Open spullara opened 2 years ago
hi @spullara. You should definitely be able to configure the max unique values so that your column with 117 unique values would be an enum column. Currently, the only way to do that is to pass a config file with the column name, type, and a list of all of the variants. There are two potential implementations that would achieve what you want:
#[derive(Clone)]
pub struct FromCsvOptions<'a> {
pub column_types: Option<BTreeMap<String, TableColumnType>>,
pub infer_options: InferOptions,
pub invalid_values: &'a [&'a str],
}
impl<'a> Default for FromCsvOptions<'a> { fn default() -> FromCsvOptions<'a> { FromCsvOptions { column_types: None, infer_options: InferOptions::default(), invalid_values: DEFAULT_INVALID_VALUES, } } }
pub struct InferOptions { pub enum_max_unique_values: usize, }
impl Default for InferOptions { fn default() -> InferOptions { InferOptions { enum_max_unique_values: 100, } } }
2. Allow passing the column name and type but not force the user to pass the all unique variants in a list.

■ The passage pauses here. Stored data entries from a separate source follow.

PR #62, opened 2021-09-25
Further reduce maximum FPS to 30

byorgey:
#47 reduced the maximum framerate to 60 FPS, which helped with CPU usage when the game is idle.  I propose to lower the cap further, to 30 FPS.  There is a reason movies run at 30 FPS.  I know some games run at higher rates than that, and probably it is possible to tell the difference---a game with nice graphics running at 60 FPS probably "feels smoother" than one running at 30.  However, "nice graphics" and "smooth" definitely are not words to describe an ASCII art simulation.  So I am highly skeptical that anyone would be able to tell the difference between running Swarm at 30 FPS or at something higher.  Besides, on my machine at least, when there are robots actively doing stuff and the screen has to be redrawn every frame, performance degrades to about 20 FPS anyway.

@TristanCacqueray , @HuwCampbell , would be interested to hear your feedback!

### DIFF
--- a/src/Swarm/App.hs
+++ b/src/Swarm/App.hs
@@ -46,10 +46,13 @@ appMain = do
     Left errMsg -> T.putStrLn errMsg
     Right s -> do
 
-      -- Send Frame events as at a reasonable rate for 60 fps. The
+      -- Send Frame events as at a reasonable rate for 30 fps. The
       -- game is responsible for figuring out how many steps to take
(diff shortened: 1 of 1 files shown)


HuwCampbell:
Sounds very reasonable to me.

TristanCacqueray (approved):
Thanks, 30fps seems more terminal friendly.

PR #63, opened 2021-09-25
Update UI when game mode is changed

ElderEphemera:
Similarly to cd54fe6, this is needed after #56.


TristanCacqueray (approved):

TristanCacqueray:
Thanks, good catch.

PR #65, opened 2021-09-25
Restore REPL on Ctr+C

mateoatr:
Currently, if I write something in the REPL and press Ctr+C, the REPL form gets updated and puts three periods (`...`), and if I type something I will just be adding characters to whatever string I had before pressing Ctr+C. I would expect Ctr+C to behave just like in most terminals, that is, delete anything I had written at that moment and restore the it to `> `. This PR does just that.

### DIFF
--- a/src/Swarm/TUI/Controller.hs
+++ b/src/Swarm/TUI/Controller.hs
@@ -272,7 +272,7 @@ stripCmd pty                    = pty
 handleREPLEvent :: AppState -> BrickEvent Name AppEvent -> EventM Name (Next AppState)
 handleREPLEvent s (VtyEvent (V.EvKey (V.KChar 'c') [V.MCtrl]))
   = continue $ s
-          & uiState . uiReplForm %~ updateFormState ""
+      & uiState . uiReplForm %~ updateFormState ""
 handleREPLEvent s (VtyEvent (V.EvKey V.KEnter []))
   = case processTerm' topCtx topCapCtx entry of
       Right t@(ProcessedTerm _ (Module ty _) _ _) ->
--- a/src/Swarm/TUI/Controller.hs
+++ b/src/Swarm/TUI/Controller.hs
@@ -272,7 +272,7 @@ stripCmd pty                    = pty
 handleREPLEvent :: AppState -> BrickEvent Name AppEvent -> EventM Name (Next AppState)
 handleREPLEvent s (VtyEvent (V.EvKey (V.KChar 'c') [V.MCtrl]))
   = continue $ s
-      & gameState . robotMap . ix "base" . machine .~ idleMachine
+          & uiState . uiReplForm %~ updateFormState ""
 handleREPLEvent s (VtyEvent (V.EvKey V.KEnter []))
   = case processTerm' topCtx topCapCtx entry of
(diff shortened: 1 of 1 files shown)


src/Swarm/TUI/Controller.hs
```diff
@@ -272,7 +272,7 @@ stripCmd pty                    = pty
 handleREPLEvent :: AppState -> BrickEvent Name AppEvent -> EventM Name (Next AppState)
 handleREPLEvent s (VtyEvent (V.EvKey (V.KChar 'c') [V.MCtrl]))
   = continue $ s
-      & gameState . robotMap . ix "base" . machine .~ idleMachine
+      & uiState . uiReplForm %~ updateFormState ""
```
TristanCacqueray, line 275: Not so familiar with that part of the code, @byorgey should confirm, but I think we need to keep the idleMachine assignment for the base, e.g.:

 ```suggestion
       & (uiState . uiReplForm %~ updateFormState "")
        . (gameState . robotMap . ix "base" . machine .~ idleMachine)
```

byorgey: Yes, the point of the `idleMachine` assignment is that if the base is in the middle of running a computation but you want it to stop, you can hit Ctrl-C and it will replace its currently running machine with a machine that does nothing.

I am not sure off the top of my head why three dots are displayed when you type something at the REPL and then hit Ctrl-C.  The three dots are displayed when the base is actively running a program.  My guess is that it is "actively running" the `idleMachine` for a tick or two and then realizes that there is nothing to do.  Ideally, no dots would be displayed at all when you Ctrl-C.

byorgey: I see, yes, it is because of the way `idleMachine` is defined: it has to actually execute a `Noop` instruction, but this is silly.  Instead we should just define `idleMachine = Out VUnit []`.  @mateoatr , if you want to change that definition as part of this PR that would be great, or we could do it separately.

byorgey: Hmm, I think we also want to explicitly set `gameState . replStatus .~ REPLDone`, so the `replStatus` doesn't get out of sync with what the base is actually doing.

byorgey:
Hey @mateoatr , is this something you intend to keep working on?  I don't mean to rush you, just trying to figure out if it's something you're still interested in or if someone else should finish it up.  We're grateful for the contribution either way!  If you do want to keep working on it but need some help figuring things out, just let us know, very happy to help.

mateoatr:
> Hey @mateoatr , is this something you intend to keep working on?

Yeah, definitely! Sorry for slowness, many things got in the way on past days, but I'll make the suggested changes and update the PR. Thanks for being so supportive in the repo, it's very cool to be able to collaborate and watch others contributions on such a cool game!

lsmor:
Now that #439 has been merge, I think this can be implemented easily by just calling `resetWithREPLForm (mkReplForm $ CmdPrompt "") s` As it is done when pressed Esc. 

I can take care of this change. @mateoatr is it ok for you? If you prefer to merge yourself you should look at `handleREPLEvent` matching on `EscapeKey`. The code por this should be similar to that.

byorgey:
@lsmor , I think you should go ahead and take care of it, thanks!

PR #67, opened 2021-09-25
Reset the needsRedraw only once per frame

TristanCacqueray:
When multiple ticks happen per frame, the needsRedraw should only be reset once per frame to avoid skipping update if the last tick does not need update.


byorgey:
Oh, very good catch!

Issue #16, opened 2021-09-20
Quasiquoters for Swarm types and terms


byorgey:
We often have cause to write down Swarm types and terms in the Haskell source, but right now this is very tedious and hard to read, due to the need to encode them as ASTs.  It would be really nice to create some quasiquoters so that we could write them in Swarm syntax but still have them checked at compile time.

PR #68, opened 2021-09-25
Add ghc-options and ci flags to prevent compilation warnings

TristanCacqueray:


TristanCacqueray:
I started to fix non-exhaustive pattern but i don't know how to handle the one from Border module `let [rl,rc,rr] = rendered`

byorgey (approved):
Fantastic, thanks so much!  You even found some additional warnings. =D

As a general design principle I am trying as much as possible to make sure that swarm will never, ever crash, even if it is buggy, because if it crashes a user might lose all their progress and be (justifiably) upset.  You found two more places that could cause a crash, and now will crash explicitly with `error`.

* It is very plausible that we might change something about the language which causes the `seedProgram` to fail.  However, once we finish #16 I hope that the `seedProgram` can be processed at *compile* time instead of runtime, which would make this a non-issue.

I think option 2 is probably closer to the interface might be looking for? This way you get to configure the type per column but don't have to pass all of the variants (which for enums with high numbers of options is cumbersome).
I think just labelling the column an enum without having to list the values would be great.
I am getting text search instead of an enum by default for a column that has 117 unique values (out of the 18k or so samples provided).